Below are the records; give again exactly the line with "# This fix-up", the line with "Expect puppet run", and each line that lies between them, and nothing besides.

-------- Records provided --------

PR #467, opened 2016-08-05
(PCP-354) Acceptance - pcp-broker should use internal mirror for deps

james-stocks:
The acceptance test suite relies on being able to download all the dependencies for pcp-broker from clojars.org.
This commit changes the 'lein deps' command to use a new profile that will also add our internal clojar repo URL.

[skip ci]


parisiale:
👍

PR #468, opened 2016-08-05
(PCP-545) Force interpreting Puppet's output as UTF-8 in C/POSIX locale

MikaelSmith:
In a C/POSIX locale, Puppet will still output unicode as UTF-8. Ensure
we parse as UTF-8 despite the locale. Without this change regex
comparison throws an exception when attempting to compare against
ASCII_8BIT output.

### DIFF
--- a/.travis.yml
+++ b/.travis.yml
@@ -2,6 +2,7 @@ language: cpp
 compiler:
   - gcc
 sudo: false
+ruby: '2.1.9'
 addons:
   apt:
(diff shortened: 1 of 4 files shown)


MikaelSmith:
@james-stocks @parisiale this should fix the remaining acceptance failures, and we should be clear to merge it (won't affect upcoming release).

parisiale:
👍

--------
-------- Records provided --------

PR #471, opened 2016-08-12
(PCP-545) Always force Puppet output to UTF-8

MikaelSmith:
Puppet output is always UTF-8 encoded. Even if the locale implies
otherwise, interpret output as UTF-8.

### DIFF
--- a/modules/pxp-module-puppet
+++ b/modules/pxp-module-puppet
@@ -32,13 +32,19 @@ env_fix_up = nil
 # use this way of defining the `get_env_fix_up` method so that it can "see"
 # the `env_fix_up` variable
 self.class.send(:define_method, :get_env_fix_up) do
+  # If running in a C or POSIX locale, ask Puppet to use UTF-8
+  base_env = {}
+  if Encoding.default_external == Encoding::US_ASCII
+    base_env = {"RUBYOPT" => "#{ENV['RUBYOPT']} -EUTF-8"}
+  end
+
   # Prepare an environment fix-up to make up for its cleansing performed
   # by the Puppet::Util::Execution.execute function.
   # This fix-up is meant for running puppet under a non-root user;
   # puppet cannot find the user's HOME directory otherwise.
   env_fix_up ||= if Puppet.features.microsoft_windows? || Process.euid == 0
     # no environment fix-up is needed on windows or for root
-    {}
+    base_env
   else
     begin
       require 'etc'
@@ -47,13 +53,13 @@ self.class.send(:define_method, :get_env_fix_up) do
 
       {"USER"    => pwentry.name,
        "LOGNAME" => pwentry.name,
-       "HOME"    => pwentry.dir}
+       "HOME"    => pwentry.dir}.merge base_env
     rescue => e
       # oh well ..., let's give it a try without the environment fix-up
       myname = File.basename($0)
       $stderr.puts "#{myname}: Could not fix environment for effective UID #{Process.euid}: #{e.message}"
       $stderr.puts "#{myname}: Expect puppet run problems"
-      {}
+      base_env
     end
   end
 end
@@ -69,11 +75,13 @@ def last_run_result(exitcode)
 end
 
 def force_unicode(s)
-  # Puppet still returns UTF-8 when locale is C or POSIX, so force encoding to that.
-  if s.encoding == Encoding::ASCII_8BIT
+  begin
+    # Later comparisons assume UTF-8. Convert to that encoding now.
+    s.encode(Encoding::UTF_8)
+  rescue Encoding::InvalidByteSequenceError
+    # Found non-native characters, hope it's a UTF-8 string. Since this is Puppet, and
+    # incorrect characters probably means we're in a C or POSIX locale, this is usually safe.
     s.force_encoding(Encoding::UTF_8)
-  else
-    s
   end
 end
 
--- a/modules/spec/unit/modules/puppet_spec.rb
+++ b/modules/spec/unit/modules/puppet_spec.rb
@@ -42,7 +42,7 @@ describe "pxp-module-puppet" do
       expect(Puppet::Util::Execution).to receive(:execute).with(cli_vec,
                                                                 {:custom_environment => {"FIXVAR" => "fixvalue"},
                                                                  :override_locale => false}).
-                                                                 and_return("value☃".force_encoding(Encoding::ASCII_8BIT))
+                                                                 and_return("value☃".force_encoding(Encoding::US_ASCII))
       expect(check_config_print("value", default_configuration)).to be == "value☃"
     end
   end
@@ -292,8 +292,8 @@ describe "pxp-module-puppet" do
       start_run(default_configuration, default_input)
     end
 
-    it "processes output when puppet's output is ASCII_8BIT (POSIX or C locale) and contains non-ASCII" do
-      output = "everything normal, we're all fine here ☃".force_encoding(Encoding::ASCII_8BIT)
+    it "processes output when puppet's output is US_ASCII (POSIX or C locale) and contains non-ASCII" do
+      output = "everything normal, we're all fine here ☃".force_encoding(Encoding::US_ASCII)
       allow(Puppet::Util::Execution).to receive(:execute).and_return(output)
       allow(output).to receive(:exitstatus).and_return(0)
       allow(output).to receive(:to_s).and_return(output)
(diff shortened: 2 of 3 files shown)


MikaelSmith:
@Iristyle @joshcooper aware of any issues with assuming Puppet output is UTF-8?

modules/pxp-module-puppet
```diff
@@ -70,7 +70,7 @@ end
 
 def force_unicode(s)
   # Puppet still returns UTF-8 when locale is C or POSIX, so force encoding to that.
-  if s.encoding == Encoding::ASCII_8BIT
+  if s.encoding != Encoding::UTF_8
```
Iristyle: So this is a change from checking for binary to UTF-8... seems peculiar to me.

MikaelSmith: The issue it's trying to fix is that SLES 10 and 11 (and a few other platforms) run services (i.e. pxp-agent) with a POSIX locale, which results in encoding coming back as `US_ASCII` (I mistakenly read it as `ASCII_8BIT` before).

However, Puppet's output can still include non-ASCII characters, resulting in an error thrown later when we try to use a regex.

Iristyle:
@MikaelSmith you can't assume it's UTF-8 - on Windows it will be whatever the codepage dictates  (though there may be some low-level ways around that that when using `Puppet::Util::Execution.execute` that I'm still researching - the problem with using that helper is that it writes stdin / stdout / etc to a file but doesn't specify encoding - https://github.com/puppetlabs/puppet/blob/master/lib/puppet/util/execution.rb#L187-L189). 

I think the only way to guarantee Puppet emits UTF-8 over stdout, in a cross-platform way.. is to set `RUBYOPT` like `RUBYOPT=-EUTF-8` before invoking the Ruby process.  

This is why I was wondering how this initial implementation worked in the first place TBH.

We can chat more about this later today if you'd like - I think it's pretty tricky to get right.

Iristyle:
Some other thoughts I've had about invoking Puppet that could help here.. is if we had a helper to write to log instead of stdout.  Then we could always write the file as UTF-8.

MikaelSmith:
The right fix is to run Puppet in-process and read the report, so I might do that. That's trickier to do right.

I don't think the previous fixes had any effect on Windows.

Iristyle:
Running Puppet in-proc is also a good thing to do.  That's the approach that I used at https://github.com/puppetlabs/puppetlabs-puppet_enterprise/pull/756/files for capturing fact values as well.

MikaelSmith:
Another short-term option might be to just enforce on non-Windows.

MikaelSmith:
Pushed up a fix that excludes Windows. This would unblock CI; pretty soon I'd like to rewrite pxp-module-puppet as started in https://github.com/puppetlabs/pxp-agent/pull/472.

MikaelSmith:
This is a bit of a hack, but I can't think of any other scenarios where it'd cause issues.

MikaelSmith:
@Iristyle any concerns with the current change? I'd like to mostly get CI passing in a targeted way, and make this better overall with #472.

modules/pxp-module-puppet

--------

*Response to the exercise*
   # This fix-up is meant for running puppet under a non-root user;
   # puppet cannot find the user's HOME directory otherwise.
   env_fix_up ||= if Puppet.features.microsoft_windows? || Process.euid == 0
     # no environment fix-up is needed on windows or for root
-    {}
+    base_env
   else
     begin
       require 'etc'
@@ -47,13 +53,13 @@ self.class.send(:define_method, :get_env_fix_up) do
 
       {"USER"    => pwentry.name,
        "LOGNAME" => pwentry.name,
-       "HOME"    => pwentry.dir}
+       "HOME"    => pwentry.dir}.merge base_env
     rescue => e
       # oh well ..., let's give it a try without the environment fix-up
       myname = File.basename($0)
       $stderr.puts "#{myname}: Could not fix environment for effective UID #{Process.euid}: #{e.message}"
       $stderr.puts "#{myname}: Expect puppet run problems"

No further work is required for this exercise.